# Two Reviews for you all (Galco Sports belt & Maxpedition GearSlinger)



## LoneWolf (Jan 2, 2007)

I must apologize first I have needed to do these two reviews since the beginning of this semester. This semester has just be really pathetic……………

At the start of this semester I contacted “Old padawan” to help me order a Galco sports belt. The help I receive was truly top notch and Bill was able to help me out through all my questions. In the end I ordered the sports belt. Even with the fact that I’m a good old country boy who likes his belt buckles this belt was more then I even hoped for. It’s very thick, sturdy, and with a black finish it looks fantastic with a belt buckle. So far I’ve got lots of compliments on my belt and not a soul had a clue that I was carrying with it. It is one of those things that I would recommend for anyone who is looking for a sturdy belt to wear for any type of outing, whether that be formal or out and about on a camping trip. 

My parents for xmass offered to go in on a monsoon gear slinger by Maxpedition. Truly one of the best gifts I have ever received! For my everyday needs it holds of and then some. I carry this thing around campus with books, a laptop, all the mix matched stuff for classes, a nalgine bottle, and a Kershaw boot knife. No one so far has even whispered about my pack being more than a typical collage kids bag. To top it off it seems these types of bags are the new fad on college campuses so no one would question why I have a tactical bag for a school bag. I must say my back has been killing me for some time carrying around all I needed for school but since I got the gear slinger my back has not hurt from carrying a bag since. As for carry a sidearm in it well that is as simple as drawing from the small of the back. A quick zip of the bag and my sidearm is in my hands before anyone is any the wiser of what is going on. Even the people who know that I carry are none the wiser. It was truly worth every penny that I spent (even if it was more than any collage kid should spend on a bag!).

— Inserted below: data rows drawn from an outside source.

PR #827, opened 2022-03-17
Implement KIP-345 in aiokafka (rebase of #682) 

ntextreme3:
### Changes

Fixes #680 

This is a rebase of https://github.com/aio-libs/aiokafka/pull/682 -- see https://github.com/aio-libs/aiokafka/pull/682#issuecomment-1070337629

### Checklist

- [ ] I think the code is well written
- [ ] Unit tests for the changes exist
- [ ] Documentation reflects the changes
- [ ] Add a new news fragment into the `CHANGES` folder
  * name it `<issue_id>.<type>` (e.g. `588.bugfix`)
  * if you don't have an `issue_id` change it to the pr id after creating the PR
  * ensure type is one of the following:
    * `.feature`: Signifying a new feature.
    * `.bugfix`: Signifying a bug fix.
    * `.doc`: Signifying a documentation improvement.
    * `.removal`: Signifying a deprecation or removal of public API.
    * `.misc`: A ticket has been closed, but it is not of interest to users.
  * Make sure to use full sentences with correct case and punctuation, for example: `Fix issue with non-ascii contents in doctest text files.`

PR #941, opened 2023-11-15
Implement KIP-345 in aiokafka (rebase of #827)

### LINKED ISSUE #680: Support for static membership protocol
Implement support for static group membership to avoid unnecessary rebalances
[KIP-345](https://cwiki.apache.org/confluence/display/KAFKA/KIP-345%3A+Introduce+static+membership+protocol+to+reduce+consumer+rebalances)

**Additional context**
It looks like this feature is implemented in a fork of this library
https://github.com/robinhood/aiokafka/pull/21

joshuaherrera:
### Changes

Fixes #680

This is a rebase of #827 that adds test for KIP-345 functionality - See [#827 (comment)](https://github.com/aio-libs/aiokafka/pull/827#issuecomment-1783797327)

### Checklist

### DIFF
--- a/aiokafka/consumer/assignors.py
+++ b/aiokafka/consumer/assignors.py
@@ -8,8 +8,8 @@ class AbstractStaticPartitionAssignor(AbstractPartitionAssignor):
     """
 
     @abc.abstractmethod
-    def assign(self, cluster, members,
-               member_group_instance_ids):  # lgtm[py/inheritance/signature-mismatch]
+    def assign(self, cluster, members,  # lgtm[py/inheritance/signature-mismatch]
+               member_group_instance_ids):
         """Perform group assignment given cluster metadata, member subscriptions
            and group_instance_ids
         Arguments:
--- a/aiokafka/consumer/assignors.py
+++ b/aiokafka/consumer/assignors.py
@@ -15,8 +15,8 @@ class AbstractStaticPartitionAssignor(AbstractPartitionAssignor):
             cluster (ClusterMetadata): metadata for use in assignment
             members (dict of {member_id: MemberMetadata}): decoded metadata for
                 each member in the group.
-            member_group_instance_ids members (dict of {member_id: MemberMetadata}): decoded
-                metadata for each member in the group.
+            member_group_instance_ids (dict of {member_id: MemberMetadata}):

Well I better get back to home work but I wanted to make sure I got some reviews out there for you all. Any questions at all let me know and I would be happy to answer / help where I can.


----------



## Todd (Jul 3, 2006)

LoneWolf said:


> As for carry a sidearm in it well that is as simple as drawing from the small of the back. A quick zip of the bag and my sidearm is in my hands before anyone is any the wiser of what is going on. Even the people who know that I carry are none the wiser. It was truly worth every penny that I spent (even if it was more than any collage kid should spend on a bag!).

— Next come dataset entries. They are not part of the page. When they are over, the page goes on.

PR #960, opened 2024-01-17
Use cramjam for LZ4

ods:
### Changes

Reduces number of dependencies

### Checklist


vmaurin:
@ods Is there some resource about performance ? We are using lz4 in production on our end, mainly for performance reason and I wonder how cramjam will perform compared to the current lz4 lib

vmaurin:
Replying to myself https://github.com/milesgranger/cramjam/blob/master/cramjam-python/benchmarks/README.md#lz4

ods:
I think looking to cramjam benchmarks is not enough here, as I also switched from level=0 to level=9, because [9 is used by broker by default](https://cwiki.apache.org/confluence/display/KAFKA/KIP-390%3A+Support+Compression+Level). Level is not configurable yet, so this may also affect you.

aisven:
@ods In the context of this change, was the documentation updated?

https://aiokafka.readthedocs.io/en/stable/

It still talks about installing optional dependencies like `pip install 'aiokafka[lz4]'`.

Not sure if the documentation needs more updating?

ods:
Hi @aisven, the documentation is correct: the name of extra wasn't changed, but now it installs another dependency for LZ4 support. The idea is that aiokafka users normally shouldn't care about implementation details like what dependency is used to implement particular codec.

PR #969, opened 2024-01-25
Implement KIP-204 : DeleteRecords API

### LINKED ISSUE #967: Add delete_records to the admin client

We should have a method on the admin client to delete records : API 21 https://kafka.apache.org/protocol#The_Messages_DeleteRecords

It is useful when doing stream processing and have some logic to cleanup repartitions/shuffle topics

**Additional context**

It was added a while ago to the java client, see https://cwiki.apache.org/confluence/display/KAFKA/KIP-204+%3A+Adding+records+deletion+operation+to+the+new+Admin+Client+API

vmaurin:
When doing stream processing, it is convinient to use "transient" topic :
* retention time is infinite
* records get deleted when consumed

The java kafka streams client is using the deleteRecords of the admin client to perform this operation. It is lacking in aiokafka

The KIP reference https://cwiki.apache.org/confluence/display/KAFKA/KIP-204+%3A+Adding+records+deletion+operation+to+the+new+Admin+Client+API

refs #967

### Changes

Fixes #967 

### Checklist

### DIFF
--- a/aiokafka/admin/client.py
+++ b/aiokafka/admin/client.py
@@ -626,12 +626,7 @@ class AIOKafkaAdminClient:
         """
         version = self._matching_api_version(DeleteRecordsRequest)
 
-        if self._version_info[MetadataRequest[0].API_KEY] < (0, 10):
-            metadata_request = MetadataRequest[0]([])
-        else:
-            metadata_request = MetadataRequest[1](None)
-
-        metadata = await self._send_request(metadata_request)
+        metadata = await self._get_cluster_metadata()
 
         self._client.cluster.update_metadata(metadata)
 
--- a/aiokafka/admin/client.py
+++ b/aiokafka/admin/client.py
@@ -646,8 +646,7 @@ class AIOKafkaAdminClient:
         for leader, delete_request in requests.items():
             request = req_cls(
                 self._convert_records_to_delete(delete_request),
-                timeout_ms or self._request_timeout_ms,
-                {},
+                timeout_ms or self._request_timeout_ms
             )
             response = await self._client.send(leader, request)
             for topic, partitions in response.topics:
@@ -665,8 +664,7 @@ class AIOKafkaAdminClient:
         return [
             (
                 topic,
-                [(partition, rec.before_offset, {}) for partition, rec in records],
-                {},
+                [(partition, rec.before_offset) for partition, rec in records]
             )
             for topic, records in records_to_delete.items()
         ]
--- a/aiokafka/admin/client.py
+++ b/aiokafka/admin/client.py
@@ -646,7 +646,7 @@ class AIOKafkaAdminClient:
         for leader, delete_request in requests.items():
             request = req_cls(
                 self._convert_records_to_delete(delete_request),
-                timeout_ms or self._request_timeout_ms
+                timeout_ms or self._request_timeout_ms,
             )
             response = await self._client.send(leader, request)
             for topic, partitions in response.topics:
@@ -662,9 +662,6 @@ class AIOKafkaAdminClient:
         records_to_delete: Dict[str, List[Tuple[int, RecordsToDelete]]],
     ):
         return [
-            (
-                topic,
-                [(partition, rec.before_offset) for partition, rec in records]
-            )
+            (topic, [(partition, rec.before_offset) for partition, rec in records])
             for topic, records in records_to_delete.items()
         ]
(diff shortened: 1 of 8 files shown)


aiokafka/admin/client.py
```diff
@@ -605,3 +612,66 @@ async def list_consumer_group_offsets(
...
+        :return: Appropriate version of DeleteRecordsResponse class.
+        """
+        version = self._matching_api_version(DeleteRecordsRequest)
+
+        if self._version_info[MetadataRequest[0].API_KEY] < (0, 10):
+            metadata_request = MetadataRequest[0]([])
+        else:
+            metadata_request = MetadataRequest[1](None)
+
+        metadata = await self._send_request(metadata_request)
```
ods, line 634:
```suggestion
        metadata = await self._get_cluster_metadata(topics=None)
```

vmaurin: With higher metadata protocol version `self._client.cluster.update_metadata(metadata)` doesn't work in the current version

```
            if error_type is Errors.NoError:
                _new_partitions[topic] = {}
>               for p_error, partition, leader, replicas, isr in partitions:
E               ValueError: too many values to unpack (expected 5)
```

Should I rather try to fix `update_metadata` or use the existing snippet to restrict ourselves to v0 or v1 ?

vmaurin: I did the fix (that should be backward compatible)

aiokafka/admin/client.py
```diff
@@ -605,3 +612,66 @@ async def list_consumer_group_offsets(
...
+
+        self._client.cluster.update_metadata(metadata)
+
+        requests = defaultdict(lambda: defaultdict(list))
+        responses = {}
+
+        for tp, records in records_to_delete.items():
+            leader = self._client.cluster.leader_for_partition(tp)
```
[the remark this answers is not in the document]
vmaurin: Sure, but here as I understood the KIP and the java client, we should aim the query to the leader node, while `create_topics`, `delete_topics`, `create_partitions` should target the controller broker. As this PR doesn't work yet, maybe it is better to do a separated PR for it ? (I can eventually give it a shot)

aiokafka/admin/client.py
ods: I think it would be better to fix it. As I understand, it could be as simple as
```python
for p_error, partition, leader, replicas, isr, *_ in partitions:
```
\+ a comment with explanation. Or do you see some reason against this?

vmaurin: I just did the same fix, but without the comment, let me add one

aiokafka/admin/client.py
```diff
@@ -605,3 +612,61 @@ async def list_consumer_group_offsets(
...
+
+    @staticmethod
+    def _convert_records_to_delete(
+        records_to_delete: Dict[str, List[Tuple[int, RecordsToDelete]]],
+    ):
+        return [
+            (
+                topic,
+                [(partition, rec.before_offset, {}) for partition, rec in records],
+                {},
```
ods, line 669: Tags are available in v2 only.

aiokafka/protocol/admin.py
```diff
@@ -1276,3 +1276,124 @@ class ListPartitionReassignmentsRequest_v0(Request):
...
+    DeleteRecordsRequest_v0,
+    DeleteRecordsRequest_v1,
+    DeleteRecordsRequest_v2,
+]
+
+DeleteRecordsResponse = [
+    DeleteRecordsResponse_v0,
+    DeleteRecordsResponse_v1,
+    DeleteRecordsResponse_v2,
+]
```
ods, line 1399: A possible way to go for now:
```suggestion
DeleteRecordsRequest = [
    DeleteRecordsRequest_v0,
    DeleteRecordsRequest_v1,
    # FIXME: We have some problems with `TaggedFields`
    # DeleteRecordsRequest_v2,
]

DeleteRecordsResponse = [
    DeleteRecordsResponse_v0,
    DeleteRecordsResponse_v1,
    # FIXME: We have some problems with `TaggedFields`
    # DeleteRecordsResponse_v2,
]
```

vmaurin: Updated

aiokafka/admin/client.py
vmaurin: Removed

ods:
@vmaurin  I think it's ready to merge, no objections?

Carrying? College campus? :smt017


----------



## LoneWolf (Jan 2, 2007)

Todd said:


> Carrying? College campus? :smt017


Sorry Todd I didn't take into fact how that came off. No I do not Carry my sidearm on campus at ALL. I was just thinking of another post that I read where someone was wanting a maxpedition bag where he could carry his lap top in... Just wanted to point out that I can carry a laptop + books and it holds up just fine. Exp when I use it every day. Sorry for the misleading....


----------



## Todd (Jul 3, 2006)

Thanks for clarifying! :smt023


----------



## exercisemyright (Dec 19, 2008)

Hey Lonewolf, the products sound excellent. Do you have any pictures? I'd like to see that bag...


----------



## LoneWolf (Jan 2, 2007)

exercisemyright said:


> Hey Lonewolf, the products sound excellent. Do you have any pictures? I'd like to see that bag...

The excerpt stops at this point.